The Gift of Desperation

Lisa M, was certain that after a lifetime of dealing with fear, anorexia, psychiatrists and addiction that there had to be a different way to live. She was presented with the gift of desperation and was ready to put in the work.

Read below to read her journey at The Cedars and courageous story of hope.

Life before recovery:

“I came to The Cedars at the age of 44 after a lifetime of addictions. My first addiction started at the age of 12 with a diet which progressed over time to anorexia, bulimia and obesity. At 14 I was given my first psychiatric diagnosis and prescribed an antidepressant. From then until I came into treatment I have been diagnosed with PTSD, Schizoid Personality Disorder, Schizoaffective Disorder, Borderline Personality Disorder, Bipolar Mood Disorder and Major Depression with Psychotic Features.

Over the last 30 years I have taken antipsychotics, antidepressants, mood stabilisers, tranquillisers and sleeping tablets. At various times I would have ‘topped up’ with alcohol. I have also been given ECT on a few occasions, been in a lock up ward and had many admissions to various psychiatric wards. I tried to end my life many times. In 2006 I began self-harming and this became so severe in 2017 a surgeon treating my cuts told me I had 6 months to live if I continued as I was.

I knew after this that something had to change. My Mom suggested treatment for addiction issues, and although I didn’t believe I was an addict, I was ready and willing to try anything.

What Happened: 

I arrived at The Cedars so heavily medicated I barely remember the first 8 weeks. I felt frightened and overwhelmed but strangely secure knowing all I had to do was follow suggestions. I blindly did as I was told. It took 2 months to detox and after about 6 weeks I realised the hallucinations and suicidal thoughts had gone. It was hard because I suffered from excessive sweating and a sensation that I might pass out at any time. 

I also struggled to sleep. My concentration was very poor which meant it took me a lot longer than other patients to work through my steps. I knew I had to be willing to go to any lengths if I wanted to recover and be a proper Mom again. I could see in the staff the power of the program and with their support, encouragement, challenges and love, I not only worked through my steps in theory but was able to apply them after. 

‘Learning through doing’ helped me a lot when I left treatment. 

I began to realise that nothing external would ever fix me. Everything I had been searching for already lay within. I began to accept that I am intrinsically connected to everything around me and that feeling of being totally alone in the world disappeared. 

What It Is Like Now? 

After a lifetime trying to escape a nameless darkness I felt pursued me, I am slowly coming back to myself. I found acceptance around my past and realised that it has been a blessing because it has equipped me to help other people going through what I have been through. 

I can now hold my children and feel their breath against my neck and hearts beating next to mine. I have reconnected with life. I have found peace around the end of my marriage and opportunities have opened for me to begin working again in the area of mental health recovery. 

I now feel I have the tools to deal with life’s challenges.

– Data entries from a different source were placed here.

PR #7263, opened 2024-12-26
Add new module `decoupler`

atrigila:
This PR adds the module `decoupler/progeny` as required in https://github.com/nf-core/differentialabundance/issues/350

## PR checklist

Closes #XXX 

- [x] Add a resource `label`
  - For modules:
  - For subworkflows:


atrigila:
Issues:
- omnipath is not being detected in singularity container. 
- docker: `cannot touch '.command.trace': Permission denied`

atrigila:
If we want to use the R bioconductor package, it also has compatibility problems with the available decoupler and omnipath versions (https://wave.seqera.io/view/builds/bd-d3c1e824e13fcf24_2)

modules/nf-core/decoupler/progeny/main.nf
```diff
@@ -0,0 +1,119 @@
...
+    # Force HOME to current working directory to avoid permission issues
+    os.environ["HOME"] = os.getcwd()
+
+    # Set cache and config dirs to a writable location
+    os.environ["OMNIPATH_CACHE_DIR"] = "./tmp"
+    os.environ["XDG_CONFIG_HOME"] = "./tmp"
+    os.makedirs("./tmp", exist_ok=True)
+
+    os.environ["MPLCONFIGDIR"] = "./tmp"
+    os.environ["NUMBA_CACHE_DIR"] = "./tmp"
```
maxulysse, line 42: I'm a bit unsure about this part

matthdsm: Don't really see an issue here. Very similar to what we need to do to get [gatk](https://github.com/nf-core/modules/blob/master/modules/nf-core/gatk4/postprocessgermlinecnvcalls/main.nf#L36) to work

matthdsm: or any other module that has an option to set a TMP_DIR

mahesh-panchal: Don't forget `input:` can also be type `env`. This could be a single tuple of `env` values 
```nextflow
workflow {
    TASK(['$PWD','./tmp']).view()
}

process TASK {
    input:
    tuple env('TASK_HOME'), env('TMP_DIR')

    script:
    """
    echo "TASK_HOME=\$TASK_HOME"
    echo "TMP_DIR=\$TMP_DIR"
    """

    output:
    stdout
}
```

mahesh-panchal: Another option is to have a config file that you source with a single command to set the environment variables

atrigila: Here are some other examples using the same approach:
https://github.com/nf-core/modules/blob/4d95826db394fc94c9e9ea11170bbe19e0d849ca/modules/nf-core/doubletdetection/templates/doubletdetection.py#L6-L7

https://github.com/nf-core/modules/blob/4d95826db394fc94c9e9ea11170bbe19e0d849ca/modules/nf-core/scimap/mcmicro/main.nf#L28-L29

https://github.com/nf-core/modules/blob/4d95826db394fc94c9e9ea11170bbe19e0d849ca/modules/nf-core/sourcepredict/main.nf#L28-L29

Would you all be agree with keeping it as-is? 

Additionally, I couldn't find any example in nf-core using the `env()` approach. I did attempt, but wasn't able to make it work. This is what I got when trying to use $PWD in the nf-test:
`groovy.lang.MissingPropertyException: No such property: PWD for class: com.askimed.nf.test.lang.process.ProcessContext`

mahesh-panchal: Can you post what you did please that generated the error? My example above works, but this error seems something to do with nf-test, but I don't understand why there would be an issue there.

Also I'm mostly posting alternatives. At the end of the day, the code needs to be somewhere, and setting the variable in the script section is probably the most contained way. Using `env` for something static I think reduces readability/increases debug time since you need to switch between files. 

My vote is keep it in the script block.

atrigila: Yes, your example worked perfectly so I followed it and I tried to replicate it by adding this:
```
    input:
    tuple val(meta), path(mat)
    tuple env('HOME'), env('OMNIPATH_CACHE_DIR')
```
to the `main.nf` and then added to the `main.nf.test`:
```
                input[0] = [
                    [ id: 'test' ],
                    file("https://github.com/nf-core/test-datasets/raw/modules/data/genomics/homo_sapiens/scrnaseq/h5ad/pbmc3k.h5ad", checkIfExists: true),
                    ['$PWD','./tmp']]
                ]
```

In the script, I temporarily commented the:
```
    #os.environ["HOME"] = os.getcwd()
    #os.environ["OMNIPATH_CACHE_DIR"] = "./tmp"
```
and I got the above error when running the test.

mahesh-panchal:
```
tuple env('HOME'), env('OMNIPATH_CACHE_DIR')
```
Is a second input channel so your test input should be:
```
input[0] = [
    [ id: 'test' ],
    file("https://github.com/nf-core/test-datasets/raw/modules/data/genomics/homo_sapiens/scrnaseq/h5ad/pbmc3k.h5ad", checkIfExists: true),
]
input[1] = ['$PWD','./tmp']
```

atrigila: oops, sorry yes you are right. still got the same error though: `groovy.lang.MissingPropertyException: No such property: PWD for class: com.askimed.nf.test.lang.process.ProcessContext`

mahesh-panchal: Try escaping the `$` since it's in a string
```
input[1] = ['\$PWD','./tmp']
```

mahesh-panchal: Interesting. Now I'm curios why it didn't have the intended behaviour, but I don't want to waste your time.

atrigila: Could anybody, if you all agree, give a review/approve and merge, then? Thank you :)

modules/nf-core/decoupler/progeny/meta.yml
```diff
@@ -0,0 +1,129 @@
...
+            Groovy Map containing sample information
+            e.g. [ id:‘test’, single_end ]
+          pattern: "*pvals__decoupler.tsv"
+      - progeny_mlm_pvals_decoupler.tsv:
+          type: map
+          description: |
+            Groovy Map containing sample information
+            e.g. [ id:‘test’, single_end ]
+          pattern: "*pvals__decoupler.tsv"
+      - s:
```
mahesh-panchal, line 63: What's this?

modules/nf-core/decoupler/progeny/meta.yml
```diff
@@ -0,0 +1,129 @@
...
+          type: map
+          description: |
+            Groovy Map containing sample information
+            e.g. [ id:‘test’, single_end ]
+          pattern: "*estimate__decoupler.tsv"
+      - progeny_mlm_estimate_decoupler.tsv:
+          type: map
+          description: |
+            Groovy Map containing sample information
+            e.g. [ id:‘test’, single_end ]
```
mahesh-panchal, line 48: Could you correct this please

modules/nf-core/decoupler/progeny/meta.yml
```diff
@@ -0,0 +1,129 @@
...
+          Should be in HDF5 format (`*.h5ad`).
+        pattern: "*.h5ad"
+output:
+  - dc_estimate:
+      - meta:
+          type: map
+          description: |
+            Groovy Map containing sample information
+            e.g. [ id:‘test’, single_end ]
+          pattern: "*estimate__decoupler.tsv"
```
mahesh-panchal, line 43: This needs removing
```suggestion
```

modules/nf-core/decoupler/progeny/tests/nextflow.config
```diff
@@ -0,0 +1,6 @@
+process {
+    withName: "DECOUPLER_PROGENY" {
+        ext.prefix = 'test'
+        ext.args = { """{"organism": "human", "top_genes": 1000}""" }
```
mahesh-panchal, line 4: Could you supply these through the test, as described in the [guidelines](https://nf-co.re/docs/tutorials/tests_and_test_data/nf-test_writing_tests#nf-test-guidelines-for-a-simple-un-chained-module) please?

mahesh-panchal (changes requested):
Can you update the meta.yml please, in particular the output descriptions.

modules/nf-core/decoupler/progeny/main.nf
```diff
@@ -0,0 +1,119 @@
...
+    tuple val(meta), path("matrixplot_decoupler.png")           , emit: dc_matrixplot
+    path("versions.yml"), emit: versions
+
+    when:
+    task.ext.when == null || task.ext.when
+
+    script:
+    def args = task.ext.args ? new groovy.json.JsonSlurper().parseText(task.ext.args) : [:]
+    def organism = args.organism ?: 'human'
+    def top_genes = args.top_genes ?: 1000
```
mahesh-panchal, line 28: There are no guidelines on this. Does this come under the same realm as custom meta fields. i.e. should these be `input:` ?

modules/nf-core/decoupler/progeny/meta.yml
```diff
@@ -0,0 +1,112 @@
...
+      - figures/*violin.png:
+          type: file
+          pattern: "figures/*violin.png"
+  - dc_matrixplot:
+      - meta:
+          type: map
+          description: |
+            Groovy Map containing sample information
+            e.g. [ id:‘test’, single_end ]
+          pattern: "matrixplot_decoupler.png"
```
mahesh-panchal, line 98:
```suggestion
```

modules/nf-core/decoupler/progeny/meta.yml
```diff
@@ -0,0 +1,112 @@
...
+          type: file
+          description: |
+            UMAP plot
+          pattern: "figures/*umap.png"
+  - dc_violin:
+      - meta:
+          type: map
+          description: |
+            Violin plot
+          pattern: "figures/*violin.png"
```
mahesh-panchal, line 88:
```suggestion
```

modules/nf-core/decoupler/progeny/meta.yml
```diff
@@ -0,0 +1,112 @@
...
+          description: |
+            Activities in TSV format from the AnnData object
+          pattern: "acts_decoupler.tsv"
+  - dc_umap:
+      - meta:
+          type: map
+          description: |
+            Groovy Map containing sample information
+            e.g. [ id:‘test’, single_end ]
+          pattern: "figures/*umap.png"
```
mahesh-panchal, line 77:
```suggestion
```

modules/nf-core/decoupler/progeny/main.nf
atrigila: I did those as input in my first design :) but then I remembered this one: https://nf-co.re/docs/guidelines/components/modules#non-file-mandatory-command-arguments
and I changed it to `ext.args`.

atrigila: (I prefer them as `input:`, though. It's a lot cleaner)

modules/nf-core/decoupler/progeny/main.nf
```diff
@@ -0,0 +1,119 @@
...
+    """
+    #!/usr/bin/env python3
```
pinin4fjords, line 30: Guidelines currently say that non-trivial scripts should be templates rather than inline code:

mahesh-panchal: Oh, when did that get added?

pinin4fjords: Not that long ago. There was some discussion...

SPPearce:
nf-core tools linting for pip should be addressed in the hackathon: https://github.com/nf-core/tools/issues/3461

grst:
Hi @atrigila, 

I suggest to reduce the scope of the module a bit and make it database-agnostic. I.e. a pure "decoupler" module that can work with any resource rather than only progeny. 

Instead of querying omnipath internally (`dc.get_progeny()`) I suggest the module takes a reference database as a long-form TSV data frame. In differentialabundance, this resource could then be obtained by making a call to the [omnipath web api](https://pypath.omnipathdb.org/webservice.html) or by providing a custom TSV file. 

Sorry, I should have probably stated that a bit earlier.

atrigila:
@grst 
Could you give me an example of how you obtain the same structure TSV of the progeny data with the web api call as is obtained via `dc.get_progeny()`? 
Thank you.

grst:
https://omnipathdb.org/annotations?databases=PROGENy

atrigila:
Test run locally OK but fail in CI.

grst:
seems like unstable snapshots? 

You could try to disable multithreading of the underlying linalg libraries (only for the tests), this sometimes helps getting stable results across systems:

I wake every morning full of hope and gratitude for what was, what is and what will be. I know at a very deep level that everything is exactly as it is meant to be. By going to meetings, connecting with my sponsor, helping others and doing my best to apply spiritual principles in everything I do, I know, one day at a time, I will be ok. 

After a lifetime of self-help books, religion, psychologists, psychiatrists and everything else I tried, I cannot thank The Cedars community enough for giving me back my life.”